Collected data:
----

PR #410, opened 2020-05-17
Set ayncio event loop to Selector on windows.

### LINKED ISSUE #409: Specify event loop on Windows
Sister issue from `bot` repo: https://github.com/python-discord/bot/issues/894

With Python 3.8, the default asyncio event loop on Windows is now the [ProactorEventLoop](https://docs.python.org/3/library/asyncio-eventloop.html#asyncio.ProactorEventLoop). One of our dependencies, `aiodns`, doesn't like that, as reported today by one of our contributors:

loop

For `bot`, we've already addressed the issue by explicitly selecting a supported event loop: https://github.com/python-discord/bot/pull/903/.

This is an easy fix that should probably be applied somewhat soon so that future contributors do not run into this issue. Of course ideally we'd have this implemented by someone who develops or is capable of developing on Windows.

---

Numerlor:
## Relevant Issues
Fixes #409 

## Description
Sets the event loop to Selector to prevent bot crashes on windows when an aiohttp request is made, as described in #409 
Same implementation as in https://github.com/python-discord/bot/pull/903

### DIFF
--- a/bot/__init__.py
+++ b/bot/__init__.py
@@ -1,3 +1,4 @@
+import asyncio
 import logging
 import logging.handlers
 import os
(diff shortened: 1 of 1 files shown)


kwzrd:
Thanks for the effort everyone!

----

> [WORK REQUEST] From the first line through the last, give the data above again exactly.

> [SOLVED PROBLEM]
PR #410, opened 2020-05-17
Set ayncio event loop to Selector on windows.

### LINKED ISSUE #409: Specify event loop on Windows
Sister issue from `bot` repo: https://github.com/python-discord/bot/issues/894

With Python 3.8, the default asyncio event loop on Windows is now the [ProactorEventLoop](https://docs.python.org/3/library/asyncio-eventloop.html#asyncio.ProactorEventLoop). One of our dependencies, `aiodns`, doesn't like that, as reported today by one of our contributors:

loop

For `bot`, we've already addressed the issue by explicitly selecting a supported event loop: https://github.com/python-discord/bot/pull/903/.

This is an easy fix that should probably be applied somewhat soon so that future contributors do not run into this issue. Of course ideally we'd have this implemented by someone who develops or is capable of developing on Windows.

---

Numerlor:
## Relevant Issues
Fixes #409 

## Description
Sets the event loop to Selector to prevent bot crashes on windows when an aiohttp request is made, as described in #409 
Same implementation as in https://github.com/python-discord/bot/pull/903

### DIFF
--- a/bot/__init__.py
+++ b/bot/__init__.py
@@ -1,3 +1,4 @@
+import asyncio
 import logging
 import logging.handlers
 import os
(diff shortened: 1 of 1 files shown)


kwzrd:
Thanks for the effort everyone!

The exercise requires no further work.